Although depression can lead people down a spiral of heightened access to negative memories, self-critical evaluations, and mood deterioration, there are ways of reversing this spiral. Different therapies and techniques may help people with depression relate to their upsetting memories in less judgmental and more self-affirming ways, through rescripting and encouraging a more accepting stance towards the memories and oneself. Furthermore, available techniques that can make it easier to access rich and vivid representations of positive past events may increase positive emotions in individuals with depression. These changes can have a powerful impact on the everyday mood and perceptions of people with depression and help lift them out of a negative depressive spiral.

References

Berntsen, D., & Rubin, D. C. (2006). The centrality of event scale: A measure of integrating a trauma into one's identity and its relation to post-traumatic stress disorder symptoms. Behaviour Research and Therapy, 44(2), 219-231.

Bower, G. H. (1981). Mood and memory. American Psychologist, 36(2), 129.
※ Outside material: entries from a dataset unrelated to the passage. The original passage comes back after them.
Issue #6447, opened 2018-03-21
Pippin's Disappearing Customers (VARCHAR issue with customers table email column)


chriscct7:
We've had an issue in EDD for a while where customers would disappear in EDD and could not be created. 

Today I finally figured it out. EDD sets the email address column for the customers column to a *really* short 50 characters. However, emails can be longer than this, in fact, WordPress allows for a VARCHAR(100). 

What happens if a user enters an email address > VARCHAR 50 atm is the order goes through, but the customer isn't created and then thus not associated with the order due to a silently handled failed DB insert (COLUMN VALUE EXCEEDS SIZE RESTRICTIONS) into the edd_customers table.

Changing this column to a VARCHAR 100 will solve this problem for the future.

We however will also need:
- ALTER table for existing EDD sites
- A process that finds orders where the EDD email address meta key value is > 50 characters, and for each of those orders, if an attached customer is not there, then create & associate the order.

Ideally this should be done before EDD 3.0 to allow for data normalization.

chriscct7:
This where the current VARCHAR is set (and where it needs to be updated): https://github.com/easydigitaldownloads/easy-digital-downloads/blob/master/includes/class-edd-db-customers.php#L589

cklosowski:
@JJJ Ping for EDD 3.0 please? Make sure we make this part of the DB class. I'm going to get something together for the current releases.

cklosowski:
@chriscct7 ah yes. good call. I'll work up an Upgrade routine that only shows up if there are payments with an email address over 50 chars.

cklosowski:
Actually, I think we should hold off here. I know it's a bug...but with 3.0 we'll be doing a TON of db upgrades, and new table formatting classes. Since we'll have to itterate over everything to migrate the payments, we should just take care of the customer creation during that. Instead of pushing a fast fix, i'd rather go for the solid fix where we're already going through each paymetn with a fine tooth comb.

PR #6449, opened 2018-03-21
Change email address column to varchar(100) #6447

cklosowski:
Addresses #6447


cklosowski:
I'm going to close this PR. We should do this alongside 3.0 as it's going to take analyzing all the data for the payments to know of any customers we should create in the process.

PR #6450, opened 2018-03-21
Always treat sections data as an array, instead of mixed #6434

### LINKED ISSUE #6434: Warning: count(): Parameter must be an array or an object that implements Countable in display-settings.php
As per the title, when you visit the "Licenses" tab this PHP error is triggered. Across the board, PHP 7.2 compatibility need's some work in EDD in relation to the usage of `count()`. Will keep an eye out for anywhere else I see it flagging up.

cklosowski:
resolves #6434


SDavisMedia:
@cklosowski you already know I accidentally approved this PR earlier. My environment is working now, though, and I was able to replicate and test. So, officially all good here. :+1:

Issue #5797, opened 2017-06-09
Auto-map fields during CSV import


davidsherlock:
I had to move products from one EDD install to another, and while the export/import functions work well, I feel mapping shouldn't be required (or at least pre populated) if the structure (headings) are using the EDD export schema.

The fields should be automapped (and selected) to save time and potential errors while importing to speed the process up.

pippinsplugins:
This is definitely something we wanted to make happen when first building the import tool but it didn't happen.

👍

pippinsplugins:
This is _lovely_!

PR #6453, opened 2018-03-26
Try and pre-select column when importing downloads/payments

JeroenSormani:
This will try to select the column when it has the right header (which is used when exporting payments/downloads from EDD). 

Selecting the columns once isn't that bad, but if you have to run a import like me more then once due to testing / developing this will be a hellish task to select each column every single import (test).

Before:
screen recording 2018-03-26 at 07 08 pm

After:
screen recording 2018-03-26 at 07 05 pm

If the field doesn't exist it won't break or anything, just won't pre-select it.


SDavisMedia:
#5797

PR #6456, opened 2018-03-26
Docblock improvements - proper @return types + remove @access public

JeroenSormani:
Well this PR escalated quickly.. 😅

Started with some `@return` type changes but ended up removing all `@access public` tags as these are considered implicit. 

- https://manual.phpdoc.org/HTMLSmartyConverter/HandS/phpDocumentor/tutorial_tags.access.pkg.html
- https://core.trac.wordpress.org/ticket/41452 (not exactly the one I was looking for - there's also a ticket somewhere for `access` specifically I believe


SDavisMedia:
All of this looks good to me. Thanks @JeroenSormani. 👌

PR #6457, opened 2018-03-27
Make string RTL-compatible

aristath:
Makes the `Customer since {$date}` string is RTL-compatible (in some languages the date should precede the "customer since" part of the string).
Also makes sure translations are properly escaped.


cklosowski:
Thanks @aristath!

PR #6466, opened 2018-03-30
issue/6436 - add support for custom classes on downloads shortcode

### LINKED ISSUE #6436: Add class parameter support to [downloads] short-code arguments
Having the ability to append an additional (_optional_) class onto the `[downloads]` wrapper when outputting the  short-codes/grids would be extremely useful when you want to apply different styling to different page elements.

SDavisMedia:
Fixes #6436

Proposed Changes:
1. Add support for `class` parameter in `[downloads]` shortcode.

### DIFF
--- a/includes/shortcodes.php
+++ b/includes/shortcodes.php
@@ -590,8 +590,9 @@ function edd_downloads_query( $atts, $content = null ) {
 	if ( $downloads->have_posts() ) :
 		$i = 1;
 		$columns_class   = array( 'edd_download_columns_' . $atts['columns'] );
-		$wrapper_classes = array_unique( array_merge( $columns_class, explode( ',', $atts['class'] ) ) );
-		$wrapper_classes = rtrim( implode( ' ', $wrapper_classes ) );
+		$custom_classes  = array_filter( explode( ',', $atts['class'] ) );
+		$wrapper_classes = array_unique( array_merge( $columns_class, $custom_classes ) );
+		$wrapper_classes = implode( ' ', $wrapper_classes );
 		ob_start(); ?>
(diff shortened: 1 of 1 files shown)


includes/shortcodes.php
```diff
@@ -588,9 +589,11 @@ function edd_downloads_query( $atts, $content = null ) {
 	$downloads = new WP_Query( $query );
 	if ( $downloads->have_posts() ) :
 		$i = 1;
-		$wrapper_class = 'edd_download_columns_' . $atts['columns'];
+		$columns_class   = array( 'edd_download_columns_' . $atts['columns'] );
+		$wrapper_classes = array_unique( array_merge( $columns_class, explode( ',', $atts['class'] ) ) );
```
cklosowski: I would suggest we do something like:
`$args_classes = array_filter( explode( ',', $atts['class'] ) );`

And then:
`$wrapper_classes = array_unique( array_merge( $columns_class, $args_classes ) );`

Reason being that if you have no classes defined in `$args` and run an `explode` on it, you end up with an array with a single entry of an empty value, which means there _is_ something in the array, instead of being an `empty` array.

By doing the `array_filter` after the `explode` but before the `array_merge` we'd be merging an actual empty array, instead of an array with a single empty value:

```
array (size=1)
  0 => string '' (length=0)
```

vs.
```
array (size=0)
  empty
```

SDavisMedia: SMART. I think that actually solves the problem I attempted to solve with `rtrim()`, since having no classes on the shortcode led to an extra space. Will update!

SDavisMedia:
Okay check that out @cklosowski.

PR #6467, opened 2018-03-30
issue/6400 - correctly count cart columns based on hook usage

### LINKED ISSUE #6400: edd_checkout_cart_columns *always* returns 5
Unless `do_action( 'edd_checkout_table_header_first' )` or `do_action( 'edd_checkout_table_header_last' )` get called a couple of times, the following will always return 5:

https://github.com/easydigitaldownloads/easy-digital-downloads/blob/cff792c5d7887195b07af4d814b94953a2609a16/includes/cart/template.php#L140-L146

In fact you're adding `colspan="5"` on every cart, although the table is only three columns wide.

SDavisMedia:
Fixes #6400

Proposed Changes:
1. Instead of using `did_action()` to see if hooks are being used, use `$wp_filter` to retrieve the callbacks of the hooks. _If_ callbacks exist, count those to determine the number of columns to add to the default column count (3).

### DIFF
--- a/includes/cart/template.php
+++ b/includes/cart/template.php
@@ -138,13 +138,15 @@ add_action( 'edd_cart_empty', 'edd_empty_checkout_cart' );
  * @return int The number of columns
  */
 function edd_checkout_cart_columns() {
-	global $wp_filter;
+	global $wp_filter, $wp_version;
 
 	$columns_count = 3;
 
 	if ( ! empty( $wp_filter['edd_checkout_table_header_first'] ) ) {
 		$header_first_count = 0;
-		foreach ( $wp_filter['edd_checkout_table_header_first']->callbacks as $callback ) {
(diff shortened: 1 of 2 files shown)


cklosowski:
Looks like this isn't working for PHP 4.4, 4.5 or 4.6. Investigating and fixing what's necessary.

cklosowski:
the issue is due to a change in WP 4.7:
https://make.wordpress.org/core/2016/09/08/wp_hook-next-generation-actions-and-filters/

Will fix it up

cklosowski:
Details of the reason it broke Pre-4.7 versions is that the `$wp_filter` global changed in 4.7. Pre-4.7 it was a simple array of hooks and priorities. In 4.7 it was changed to an object with all the priorities existing in a `callbacks` property.

We're just doing a simple version check of WP Core now to know what format that data is in.

SDavisMedia:
@cklosowski makes perfect sense to me! :+1:

Issue #6471, opened 2018-04-02
Search not fully working


JeroenSormani:
It stopped working >= 2.8.13 due to a change made for this issue: https://github.com/easydigitaldownloads/easy-digital-downloads/issues/6178

If sequential order numbers are enabled nothing below that `if` is executed, causing the search functionality in the payments (and licenses among others probably) to not fully work as expected.

Searching for a any generic `s` (non-user/email), `discount:` or  `#` download doesn't work.

cklosowski:
I'd say let's see if we can test this once 3.0 is at a more stable point. With the new tables we're building out our own DB patterns that should, _in theory_, give us far more flexibility in the search patterns.

@JJJ @sunnyratilal heads up, let's see if we can support this in the native query classes we're building for payments.

JJJ:
Acknowledged. We can trick this out very easily now, so I’ll think on it and own this for 3.0.

JJJ:
Here's where we are right now:

* For 3.0 specifically, `get_search_sql()` looks like:
https://github.com/easydigitaldownloads/easy-digital-downloads/blob/release/3.0/includes/database/queries/class-base.php#L1028

* It's looped through in our `parse_where()` method:
https://github.com/easydigitaldownloads/easy-digital-downloads/blob/release/3.0/includes/database/queries/class-base.php#L1090

* Searchable columns are filterable:
https://github.com/easydigitaldownloads/easy-digital-downloads/blob/release/3.0/includes/database/queries/class-base.php#L1243

* Specifically, `wp_edd_orders:order_number` is marked as searchable 👍

* Meta queries use `WP_Meta_Query` so `LIKE` comparisons are possible.

* We also allow for custom `groupby` clauses, which we use internally inside of wp-admin for grouping discounts and customers currently. Support for multiple `groupby`'s is coming eventually.

If I understand the original problem correctly, the next steps are making sure that our admin area screens and forms are properly passing their `s` values through.

We _could_ go a step farther and add some _very basic_ of parameterization to our search boxes. Say, searching for: `order_number=2,status=pending`. If we think we want that in a future version other than 3.0, I can get `DB\Query\Base` ready now so we don't need any breaking changes later.

All ears!

Issue #6178, opened 2017-11-13
Searching by order number only works if a postfix or prefix is included


pippinsplugins:
When searching payment history, the search will return no results if a sequential order number is entered and the store does not use prefixes nor postfixes for order numbers.

It fails because of our logic in the payments query class:

```php
} elseif (
	edd_get_option( 'enable_sequential' ) &&
	(
		false !== strpos( $search, edd_get_option( 'sequential_prefix' ) ) ||
		false !== strpos( $search, edd_get_option( 'sequential_postfix' ) )
	)
) {

	$search_meta = array(
		'key'     => '_edd_payment_number',
		'value'   => $search,
		'compare' => 'LIKE'
	);

	$this->__set( 'meta_query', $search_meta );
	$this->__unset( 's' );

}
```

If sequential order numbers are enabled, I think we should just assume a numerical number is an order number and always search in `_edd_payment_number`.

PR #6472, opened 2018-04-02
Fix search not fully working

JeroenSormani:
Fixes https://github.com/easydigitaldownloads/easy-digital-downloads/issues/6471

Reverts the change made in https://github.com/easydigitaldownloads/easy-digital-downloads/issues/6178 and adds additional code to search within sequential payment numbers when entering just the numeric ID.


JeroenSormani:
@cklosowski I don't believe that is relevant for this code. I've just done a test to verify on 5.2 and it doesn't give me a notice.
The relevant part is only restored from a older version of EDD, so that should be all tested and working already ;-)

PR #7191, opened 2019-03-26
PDT should only run when on the same purchase session #7190

### LINKED ISSUE #7190: PayPal PDT should limit when it is sent.
### Expected behavior
PayPal PDT verification should only be run when the purchase session matches that of the PDT payment trying to be verified.

### Actual behavior
If you have a valid purchase session, but revisit (via bookmark) the purchase confirmation page that you visited while using PDT, the purchase confirmation will be for your valid purchase session, however, PDT will still fire.

** Ensure Debug Logging is enabled **
1) Make a purchase with PayPal Standard with PDT enabled. (Take note of the payment ID)
2) When complete, bookmark the purchase confirmation page that should contain `payment-id` and `txn` (at a minimum)
3) Make another purchase (I used stripe to prove the differences)
4) Once at the purchase confirmation page, make note of the new payment ID
4a) Clear your EDD Debug Log to make this easier.
5) Click on the bookmark you created from step 2
6) Notice that the purchase confirmation page is loaded for the payment in step 4
7) Check your debug log, and notice a PDT verification was sent.
etc, etc

PHP Version: All

EDD Version (or branch): 2.8.13 or greater

WordPress Version: All

cklosowski:
Fixes #7190 

Proposed Changes:
1. Only fires PDT when on the same purchase session.

### DIFF
--- a/includes/gateways/paypal-standard.php
+++ b/includes/gateways/paypal-standard.php
@@ -909,7 +909,18 @@ function edd_paypal_process_pdt_on_return() {
 		return;
 	}
 
-	$payment = new EDD_Payment( $payment_id );
+	$purchase_session = edd_get_purchase_session();
+	$payment          = new EDD_Payment( $payment_id );
+
+	// If there is no purchase session, don't try and fire PDT.
+	if ( empty( $purchase_session ) ) {
+		return;
+	}
+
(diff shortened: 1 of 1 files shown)


cklosowski:
@mintplugins if you don't mind I'd like 2 approvals on this one just to be sure.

Dalgleish, T., Navrady, L., Bird, E., Hill, E., Dunn, B. D., & Golden, A. M. (2013). Method-of-loci as a mnemonic device to facilitate access to self-affirming personal memories for individuals with depression. Clinical Psychological Science, 1(2), 156-162.

Dalgleish, T., & Werner-Seidler, A. (2014). Disruptions in autobiographical memory processing in depression and the emergence of memory therapeutics. Trends in Cognitive Sciences, 18(11), 596-604.

Grace, L., Dewhurst, S. A., & Anderson, R. J. (2021). The effect of dysphoria on the relationship between autobiographical memories and the self. Cognition and Emotion, 35(1), 71-83.

Papageorgiou, C., & Wells, A. (2001). Metacognitive beliefs about rumination in recurrent major depression. Cognitive and Behavioral Practice, 8(2), 160-164.

Starr, S., & Moulds, M. L. (2006). The role of negative interpretations of intrusive memories in depression. Journal of Affective Disorders, 93(1-3), 125-132.

Wheatley, J., Brewin, C. R., Patel, T., Hackmann, A., Wells, A., Fisher, P., & Myers, S. (2007). “I’ll believe it when I can see it”: Imagery rescripting of intrusive sensory memories in depression. Journal of Behavior Therapy and Experimental Psychiatry, 38(4), 371-385.

Zaragoza Scherman, A., Salgado, S., Shao, Z., & Berntsen, D. (2020). Younger adults report more distress and less well‐being: A cross‐cultural study of event centrality, depression, post‐traumatic stress disorder and life satisfaction. Applied Cognitive Psychology, 34(5), 1180-1196.